TASK |
Would you return, word for word, the lines of the data below from the line with "the window-view files.)" through the line with "contract (latent correctness)", and no others?

(Stored data entries)
PR #183, opened 2026-06-21
Text-stream buffer perf, suppress-prompts setting, and shared window-view scaffold

sproctor:
> **Draft / bundled.** This carries three loosely-related changes that are entangled across the same files (`ComposeTextStream.kt` especially), so they couldn't be cleanly separated into individual PRs. It also overlaps open #180 (`perf/stream-render-efficiency`) in the stream-rendering area — opening as a draft so it can be reconciled with #180 and the WIP pieces finished before it's considered for merge.

## What's here

**1. ComposeTextStream buffer performance**
Updates the displayed-line list incrementally instead of rebuilding and re-filtering the whole buffer on every line:
- `ArrayDeque` line buffers — trimming the oldest line at capacity is O(1), not an O(n) array shift.
- Displayed view = an append-only persistent list + a logical start index, so evicting the oldest displayed line (every newline once the buffer fills) is an O(1) start bump with amortized compaction; appends are O(log n).
- Identity-equals `OffsetList` snapshot so the `StateFlow`/Compose-state dedup comparison is O(1) instead of an O(n) content scan.
- Result: per-newline work at capacity goes from ~2-3× O(n) to O(log n).

**2. Suppress-prompts setting**
A client setting that filters prompt lines out of the displayed stream, with desktop and mobile settings toggles (`ConfigSchema`, `ClientSettingRepository`, `WindowRegistryImpl`, the two `GeneralSettingsView`s).

**3. Shared `WindowViewScaffold`**
Extracts the window frame / header / stream-render loop / scroll handling shared by desktop and mobile into one `commonMain` scaffold, with the toolkit-specific pieces (surface, header, scrollbar, context menu, settings dialog, dialog content) supplied as slots. Desktop/mobile `WindowView` become thin wrappers.

## Testing

- `:compose:compileKotlinJvm`, `:compose:compileAndroidMain`, `:compose:ktlintCheck`, `:core:ktlintCheck` pass.
- The desktop app builds and replays real session logs end-to-end (389-line and 21,619-line) with no errors; against `v3.1.0-beta.7`, replaying the 21,619-line log trends ~15% faster (noisy macro benchmark).

## Notes

- No unit tests cover `ComposeTextStream`, so the buffer rewrite rests on reasoning + the replay runs above.
- `OffsetList` intentionally uses referential equality (documented on the class) — safe only because the sole consumer reads/indexes it and never compares two snapshots by content.

### DIFF
--- a/compose/src/commonMain/kotlin/warlockfe/warlock3/compose/ui/window/ComposeTextStream.kt
+++ b/compose/src/commonMain/kotlin/warlockfe/warlock3/compose/ui/window/ComposeTextStream.kt
@@ -3,6 +3,9 @@ package warlockfe.warlock3.compose.ui.window
 import androidx.compose.ui.text.AnnotatedString
 import androidx.compose.ui.text.buildAnnotatedString
 import co.touchlab.kermit.Logger
+import kotlinx.collections.immutable.PersistentList
+import kotlinx.collections.immutable.persistentListOf
+import kotlinx.collections.immutable.toPersistentList
 import kotlinx.coroutines.CoroutineScope
 import kotlinx.coroutines.flow.MutableStateFlow
 import kotlinx.coroutines.flow.StateFlow
@@ -45,6 +48,7 @@ class ComposeTextStream(
     private var markLinks: Boolean,
     private var showImages: Boolean,
     private var showTimestamps: Boolean,
+    private var suppressPrompts: Boolean,
     private val highlights: StateFlow<HighlightIndex>,
     private val names: StateFlow<List<ViewHighlight>>,
     private val alterations: StateFlow<List<CompiledAlteration>>,
@@ -53,9 +57,18 @@ class ComposeTextStream(
     private val workQueue: StreamWorkQueue,
     private val scope: CoroutineScope,
 ) : TextStream {
-    private val cacheLines = ArrayList<CachedLine?>(maxLines)
-    private val finishedLines = ArrayList<StreamLine>(maxLines)
+    // ArrayDeque so trimming the oldest line (removeAt(0)) once the buffer fills is O(1) rather than
+    // the O(n) front shift of an ArrayList.
+    private val cacheLines = ArrayDeque<CachedLine?>(maxLines)
+    private val finishedLines = ArrayDeque<StreamLine>(maxLines)
     val lines = MutableStateFlow<List<StreamLine>>(emptyList())
+
+    // The displayed lines are an append-only persistent list plus a logical start index. Once the
+    // buffer fills, evicting the oldest displayed line (which happens on every newline) is then an
+    // O(1) start bump rather than an O(n) front removal, while appends stay O(log n). The backing is
+    // compacted once the dropped prefix grows large, amortizing that to O(1) per line.
+    private var displayBacking: PersistentList<StreamLine> = persistentListOf()
+    private var displayStart: Int = 0
     private val components = mutableMapOf<String, StyledString>()
 
     private var nextSerialNumber = 0L
@@ -125,8 +138,9 @@ class ComposeTextStream(
                     isPrompt = isPrompt,
                 )
             cacheLines[cacheLines.lastIndex] = cachedLine
-            finishedLines[finishedLines.lastIndex] = cachedLineToStreamLine(cachedLine, serialNumber)
-            linesUpdated()
+            val newLine = cachedLineToStreamLine(cachedLine, serialNumber)
+            finishedLines[finishedLines.lastIndex] = newLine
+            replaceLineInView(serialNumber, newLine)
         }
     }
 
@@ -175,7 +189,7 @@ class ComposeTextStream(
         val line = cachedLineToStreamLine(cachedLine, serialNumber)
         finishedLines.add(line)
         line.text?.let { playSound(it.text) }
-        linesUpdated()
+        appendLineToView(line)
     }
 
     private fun addComponentLocations(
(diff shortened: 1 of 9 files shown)


sproctor:
## Code review (post-merge): buffer perf, suppress-prompts, shared window scaffold

**Bottom line:** no confirmed user-visible correctness regression. The buffer rewrite's core invariants (serial-sorted `displayBacking`, binary-search bounds, `displayStart <= size`, eviction loop) all hold under verification. The findings below are one latent correctness hazard, a few efficiency gaps, and some cleanup/altitude items. Ranked most severe first. (Line numbers are against the post-merge `ComposeTextStream.kt`; later PRs have since drifted the window-view files.)

### 1. `OffsetList` breaks the `List` equals/hashCode contract (latent correctness)
`ComposeTextStream.kt:358-369` (init at `:64`)
`equals` is referential (`this === other`) and `hashCode` returns `size`, on an `AbstractList`. This is documented-intentional to make `StateFlow` dedup O(1), and the single current consumer (index-only `collectAsState`) is unaffected. But it is an asymmetric-equals contract violation: `lines` is initialized to `emptyList()` (content equality), so `EmptyList.equals(emptyOffsetList)` is `true` and the first empty publish is suppressed (harmless today: empty -> empty). Any future consumer that diffs two snapshots, uses one as a Set/Map key, or asserts `List` equality in a test will silently misbehave.
**Fix:** initialize the flow with `OffsetList(persistentListOf(), 0)` so every old value shares the referential contract; drop/clarify `hashCode` (see #8).

### 2. `replaceLineInView` "now filtered out" branch never compacts (minor correctness/memory)
`ComposeTextStream.kt:321-325`
The append path calls `compactBacking()` (`:293`); the `removeAt` branch publishes but never compacts. Under name-filter churn where component updates flip displayed lines out of the filter with no intervening newline, the evicted prefix `[0, displayStart)` is retained. Verified: retention is **bounded** by `maxLines` and cleared by the next append or any `linesUpdated()` rebuild, so it is a bounded/temporary inconsistency, not an unbounded leak. (The stronger `displayStart > size` / IndexOutOfBounds claim was refuted; the `backingIndex >= displayStart` guard preserves the invariant.)
**Fix:** call `compactBacking()` after `removeAt` too.

### 3. `updateComponent` emits one `StateFlow` update per affected line (efficiency)
`ComposeTextStream.kt:254-260` -> `updateLine` -> `replaceLineInView` -> `publishLines()`
A component appearing on K buffered lines produces K fresh `OffsetList` instances and K emissions for one value change. Pre-existing (the old per-line `linesUpdated()` also emitted K times), and the refactor made each emission strictly cheaper (O(log n) `set` vs O(n) rebuild), but the over-emission survived. Compose coalesces recompositions per frame, so the real waste is K allocations + K persistent-list copies per update of a hot multi-line component.
**Fix:** add a mutate-only variant (no publish), batch the K `set`s, then `publishLines()` once.

### 4. Image path left on the legacy full-rebuild while text was converted (efficiency/altitude)
`ComposeTextStream.kt:229-245` (`appendResource`)
The PR converted `doAppendLine` to incremental `appendLineToView`, but `appendResource` still calls O(n) `linesUpdated()` and never calls `removeLines()`. Pre-existing, but now inconsistent with the new fast path: each image does a full re-filter/rebuild and resets `displayStart=0`, and an image-only window grows `finishedLines`/`cacheLines` unbounded (no eviction). Text-interleaved windows self-bound on the next text line.
**Fix:** route image lines through `appendLineToView` (they pass the prompt filter trivially) and add `removeLines()`.

### 5. Prompt/line visibility is now split across two layers (altitude)
`ComposeTextStream.kt:433` (`linePassesFilter`) + the composable render guard (`isShowing` / `isPreviousPrompt`)
`suppressPrompts` is added as a second ad-hoc boolean AND'd next to `nameFilter`, while the composable still independently filters `isShowing(openWindows)` and dedups consecutive prompts. Filtering lives in both the data layer and the view. `lines.size` still counts view-hidden rows, which the scroll/sticky logic (`scrollToItem(lastIndex)`, `totalItemsCount-1`) treats as real items (pre-existing). A third filter means another copy-pasted setter + AND clause.
**Fix (deeper):** model filters as a predicate set (`filters.all { it(line) }`) with one "filters changed -> rebuild", and consider routing `openWindows` into the stream so one displayed list is the single source of truth.

### 6. Duplicated relayout-scheduling boilerplate (simplification)
`ComposeTextStream.kt:417-425` (`setSuppressPrompts`), `:451-459` (`setNameFilter`), `:401-407` (`setMaxLines`), `:92-99` (names `onEach`)
Four copies of `... { workQueue.submit { mutex.withLock { linesUpdated() } } }`.
**Fix:** extract `private fun scheduleRelayout()`.

### 7. Per-setting fan-out boilerplate in the registry (altitude)
`WindowRegistryImpl.kt:91-100`
Each per-stream setting (now `suppressPrompts`) duplicates observe + `onEach { streams.forEach { ... } }` + `stateIn`, plus a matching setter and a constructor arg - four edit sites that must stay in lockstep (new streams get the value via the constructor, existing ones via `onEach`; easy to wire one and forget the other).
**Fix:** collect per-stream display settings into one observable object the stream subscribes to.

### 8. `OffsetList.hashCode()` is dead and misleading (simplification)
`ComposeTextStream.kt:368`
`hashCode` returns `size` but the list is never used as a hash key or in content comparison; paired with referential `equals` it implies content hashing that does not exist.
**Fix:** remove the override (or return `identityHashCode`) and document `equals` as identity-only. Pairs with #1.

### 9. Fully-qualified `Box` instead of an import (simplification nit)
`DesktopWindowView.kt` (surface slot uses `androidx.compose.foundation.layout.Box(...)`; the `import` was removed in the diff)
Inconsistent with the rest of the file; signals a missing import rather than intentional disambiguation.
**Fix:** re-add `import androidx.compose.foundation.layout.Box` and use the plain name.

### 10. Binary search runs for filtered-out partial lines that can never be found (minor efficiency)
`ComposeTextStream.kt:307-313`
When `suppressPrompts`/`nameFilter` excludes a streaming partial line, each `doAppendPartial` update runs `binarySearch(displayStart, size)` that necessarily misses, then hits the no-op branch - O(log n) per partial append for zero visible effect.
**Fix:** short-circuit when `!shouldShow` and the line is not the tail.

---

**Checked and cleared (not bugs):** the `displayStart`/`size` invariant and `OffsetList` bounds (no IndexOutOfBounds); the cross-thread `suppressPrompts` read (executes under the mutex on the work queue and is reconciled by the queued rebuild - matches, and is safer than, the existing `setMarkLinks`/`setShowImages` convention); the scaffold slot delegation (all slots forwarded with correct order/values; `addTextContextMenuOptions` moved cleanly, not duplicated); the constructor change (single named call site); and conventions (`kotlinx-collections-immutable` is already in the version catalog; no non-ASCII introduced). The `doAppendPartial` empty-buffer `last()` crash is real but pre-existing and byte-identical to before this PR (requires `maxLines`=1 mid-partial), so it is out of scope as a regression.

<sub>Generated with Claude Code `/code-review`</sub>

WRITTEN REPLY |
**Bottom line:** no confirmed user-visible correctness regression. The buffer rewrite's core invariants (serial-sorted `displayBacking`, binary-search bounds, `displayStart <= size`, eviction loop) all hold under verification. The findings below are one latent correctness hazard, a few efficiency gaps, and some cleanup/altitude items. Ranked most severe first. (Line numbers are against the post-merge `ComposeTextStream.kt`; later PRs have since drifted the window-view files.)

### 1. `OffsetList` breaks the `List` equals/hashCode contract (latent correctness)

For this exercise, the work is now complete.